The Idaho State Supreme Court on Aug. 12 lifted a stay on the enforcement of the civil provisions of the Heartbeat Law, passed by the Idaho Legislature and signed by Gov. Brad Little earlier this year. The law forbids abortions after a baby’s heartbeat is detected, except for certain exceptions as specified in the law.

Legal challenges to the law forced a temporary stay on the law’s enforcement, but the Supreme Court, in its 3-2 ruling, said the civil penalties against an abortion provider are effective immediately. Further, the court said a stay on the criminal provisions will be lifted this Friday, Aug. 19.

“I could not be more excited about the news from Idaho’s Supreme Court,” said Christian Welp, legislative liaison for the Diocese of Boise. “For the first time since 1973, most abortions will not take place in Idaho.”

Over the weekend, the Meridian and Twin Falls Planned Parenthood clinics updated their websites to explain that most abortions after six weeks of pregnancy – the point at which a preborn baby’s heartbeat can be detected – will no longer be available in Idaho

The civil enforcement of the law, which the court lifted immediately upon its ruling, says that any doctor who performs an abortion after six weeks, unless for exceptions marked out in the law, is liable to a civil lawsuit.

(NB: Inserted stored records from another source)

PR #29701, opened 2026-05-04
fix(core): Improve AI chat file upload handling and error states

mutdmour:
## Summary

Fixes a UX loop in the AI chat where uploading a `.docx` or `.html` file produced an opaque error that then repeated on every follow-up message — even after the file was removed.

Two changes land together:

**1. Boundary validation closes the error loop.** Unsupported attachment MIME types are now rejected at the API boundary (`POST /instance-ai/chat/:threadId` and the chat-hub upload path) with a structured `BadRequestError` *before* anything is persisted. The chat-hub transaction rolls back the human-message row + binary, so nothing reaches LangChain memory and the next turn starts clean. Previously, a bad file rode through validation as `*/*`, was stored, entered conversation memory, and got replayed on every subsequent turn.

**2. Broader format support.** The `parse-file` tool now handles plain text, markdown, HTML, PDF, DOCX, and XLSX in addition to the existing CSV/TSV/JSON. PDFs and DOCX are extracted to text via `pdf-parse` and `mammoth`; XLSX is read by SheetJS and routed through the existing JSON pipeline so column normalization and type inference are reused. HTML is converted to markdown via linkedom + turndown.

A new `@n8n/instance-ai/parsers` subpath export keeps the cli boundary lean (no Mastra ESM contamination in jest).

### How to test

1. Open the AI chat. Attach a `.zip` (or any unsupported binary) → expect a clear toast/inline rejection without a fake AI reply.
2. Send a follow-up text-only message → expect a normal AI response with no echo of the prior failure.
3. Attach `.docx`, `.html`, `.pdf`, `.xlsx`, `.txt`, `.md` → expect the LLM to receive the extracted content and answer.
4. Image uploads (`.png`, `.jpg`) on a vision-capable model still work via multimodal.

https://linear.app/n8n/issue/AI-2417

## Review / Merge checklist

- [x] Tests included. (141 parser/tool tests, 93 cli chat-hub + instance-ai controller tests)


packages/@n8n/instance-ai/src/parsers/html-parser.ts
```diff
@@ -0,0 +1,73 @@
...
+/**
+ * Extracts main content from an HTML/XHTML attachment.
+ *
+ * Pipeline:
+ *   linkedom (`parseHTML`) → strip script/style → turndown (markdown)
+ *
+ * We avoid Readability here to keep the type surface small (no DOM typings
+ * pulled in). The body content is converted directly to markdown.
+ */
+export async function extractHtmlContent(
```
Cadiac, line 35: it feels a bit off that we strip the content out of HTML files passed to the AI - I could see myself dropping a HTML file for the AI and asking it to do something with the actual file, like have my workflow return this html page...

But if we're just asking questions about the page contents this makes a lot of sense to parse the file like this 🤔

This same comment kind of applies to all of these file types here and I'm not sure what to do about it - it feels like we need two different ways to handle files here - one for models to look at them and one to store them somewhere and use them later on the sandbox as files, but that's obviously out of scope.

packages/@n8n/instance-ai/package.json
```diff
@@ -45,9 +55,11 @@
     "linkedom": "^0.18.9",
     "luxon": "catalog:",
     "csv-parse": "5.5.0",
+    "mammoth": "1.11.0",
     "nanoid": "catalog:",
     "p-limit": "^3.1.0",
     "pdf-parse": "^1.1.1",
+    "xlsx": "https://cdn.sheetjs.com/xlsx-0.20.2/xlsx-0.20.2.tgz",
```
Cadiac, line 64: this doesn't seem right?

packages/@n8n/instance-ai/package.json
```diff
@@ -45,9 +55,11 @@
     "linkedom": "^0.18.9",
     "luxon": "catalog:",
     "csv-parse": "5.5.0",
+    "mammoth": "1.11.0",
     "nanoid": "catalog:",
     "p-limit": "^3.1.0",
     "pdf-parse": "^1.1.1",
```
Cadiac: if https://www.npmjs.com/package/pdf-parse this is the package we're trying to use here it's current version is 2.45.0 🤔

packages/@n8n/instance-ai/package.json
```diff
@@ -45,9 +55,11 @@
     "linkedom": "^0.18.9",
     "luxon": "catalog:",
     "csv-parse": "5.5.0",
+    "mammoth": "1.11.0",
```
Cadiac: There's 1.12.0 of mammoth out already, should we also use `^1.11.0` ?

packages/@n8n/instance-ai/package.json
```diff
@@ -45,9 +55,11 @@
     "linkedom": "^0.18.9",
     "luxon": "catalog:",
     "csv-parse": "5.5.0",
```
Cadiac: csv-parse is also at 6.2.1 😬 https://www.npmjs.com/package/csv-parse

packages/cli/src/modules/chat-hub/chat-hub.constants.ts
```diff
@@ -682,30 +683,40 @@ const TEXT_APPLICATION_MIME_TYPES = [
...
+ * (.docx, .xlsx, .zip). It now resolves to the curated list of formats we
+ * have parsers for, plus media types declared via the other modalities.
+ */
 function resolveAllowedMimeTypes(modalities: ChatHubInputModality[]): string {
+	const mimeTypes = new Set<string>();
+
 	if (modalities.includes('file')) {
-		return '*/*';
+		// Parsers handle these (csv, json, pdf, docx, xlsx, html, etc.)
+		for (const mt of getParseableAttachmentMimeTypes()) mimeTypes.add(mt);
```
Cadiac: Why are we touching this logic / chat hub in general here?
I'm afraid of us introducing some regression here.

packages/cli/src/modules/instance-ai/instance-ai.service.ts
```diff
@@ -2139,14 +2139,20 @@ export class InstanceAiService {
 			});
 
 			const enrichedMessage = await this.buildMessageWithRunningTasks(threadId, message);
-			let nonStructuredAttachments: InstanceAiAttachment[] = [];
+			// Parseable formats (csv/tsv/json/xlsx/text/markdown/html/pdf/docx) go
+			// through parse-file; image/* is sent to the model as raw multimodal
+			// content. Anything else has been rejected upstream by the controller —
+			// but we filter defensively here so corrupt requests cannot pollute
+			// LLM memory.
+			let multimodalAttachments: InstanceAiAttachment[] = [];
```
Cadiac, line 2693: I suppose we can't send pdf's as multimodal attachments?

packages/cli/src/modules/chat-hub/chat-hub.constants.ts
mutdmour: it seems we are using common parsers in between for the parsing tool. I can revert this.

packages/@n8n/instance-ai/package.json
mutdmour: I triple checked this. turns out xlsx does not use npm. And that's how we are also using it elsewhere in n8n.

mutdmour: You can see it in nodes-base. https://docs.sheetjs.com/docs/getting-started/installation/standalone
the npm library is not managed anymore and out of date https://www.npmjs.com/package/xlsx

packages/@n8n/instance-ai/src/parsers/html-parser.ts
mutdmour: that's a good point. I could add a parameter that allows llm to control what it wants.

packages/@n8n/instance-ai/package.json
mutdmour: I think CC defaulted to using same version as in nodes-langhcain. I could update both

packages/@n8n/instance-ai/package.json
mutdmour: we are using mammoth for docx parsing

packages/@n8n/instance-ai/package.json
mutdmour: it's the same version as in ai-workflow-builder and nodes-base. I can upgrade this one.

packages/@n8n/instance-ai/package.json
mutdmour: or just upgrade this one.

packages/cli/src/modules/instance-ai/instance-ai.service.ts
mutdmour: depends on the LLM. Anthropic's Claude yes we can. But we need a registry of which models support this. So I outscopped it.

packages/cli/src/modules/chat-hub/chat-hub.constants.ts
mutdmour: Reverted from this PR — scoping changes to instance-ai only. The MIME-type tightening (curated parseable list vs `*/*`) will land as a follow-up so chat-hub regression risk stays out of this PR.

packages/@n8n/instance-ai/package.json
mutdmour: Bumped to `1.12.0` here and in nodes-langchain to keep the monorepo aligned.

packages/@n8n/instance-ai/package.json
mutdmour: Bumped to `6.2.1` here, in nodes-base, and in ai-workflow-builder.ee. v6 narrowed the `onRecord` generic so I split SpreadsheetFile’s CSV branch into header / no-header paths to satisfy the new typing — same runtime behavior.

packages/@n8n/instance-ai/package.json
mutdmour: Bumped to `2.4.5` (latest stable — `2.45.0` was likely a typo). v2 is a class-based API (`new PDFParse({data}).getText()`) so I rewrote `pdf-parser.ts` and `fetch-and-extract.ts` to match. Kept `nodes-langchain` on `1.1.1` because `@langchain/community`’s PDFLoader explicitly throws on v2 ("supports pdf-parse v1 only") — bumping it would break PDF document loaders.

packages/@n8n/instance-ai/src/parsers/html-parser.ts
mutdmour: Agreed there’s a future split between *file-as-content-for-the-model* (current `parse-file` behavior) and *file-as-blob-for-sandbox-storage*. The latter is a bigger design and out of scope here, so leaving the parsing pipeline as-is.

packages/@n8n/instance-ai/package.json
mutdmour: The CDN URL matches `nodes-base/package.json` exactly. SheetJS distributes via CDN because the npm `xlsx` package is unmaintained — that’s their official guidance.

packages/cli/src/modules/instance-ai/instance-ai.service.ts
mutdmour: Anthropic Claude does support PDFs as multimodal content, but other providers don’t. We don’t have a per-model capability registry yet, so I’m scoping multimodal to images for now — will revisit when the model-capability registry lands.

packages/@n8n/instance-ai/package.json
mutdmour: Update: keeping `nodes-base` on `5.5.0` to limit blast radius. Bumped only in `@n8n/instance-ai` and `@n8n/ai-workflow-builder.ee` where I needed it for this PR.

packages/@n8n/instance-ai/src/parsers/xlsx-parser.ts
Cadiac, line 1: Out of scope of this PR, but in the future we might want to have this return an array of sheets, not just the hard coded first sheet? Now we cound all the sheets into the decoded size limits but end up discarding the rest, and user could probably expect us to read data from all sheets

Cadiac (dismissed):
🚀

Cadiac:
Something to fix on the test linting issues still but otherwise LGTM!

Cadiac (approved):

mike12345567 (approved):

However, this win for unborn children does not mean the battle is over. The court’s ruling determined only whether Idaho’s abortion laws would take effect while lawsuits against them, from both Planned Parenthood and from the U.S. Department of Justice, move forward. Arguments for the lawsuits on their merits are scheduled for late September.

“However, the final piece of this exciting news is that the court stated that Planned Parenthood is unlikely to succeed on the merits of its lawsuit against the Heartbeat Law,” Welp said. In its decision, Idaho Supreme Court justices argued that the Dobbs v. Jackson decision that overturned Roe and Casey, “altered the landscape” around abortion by returning decisions to the states. The court said it declined to implement the pause on the abortion ban because Planned Parenthood’s lawyers didn’t demonstrate a substantial likelihood that their argument would be successful.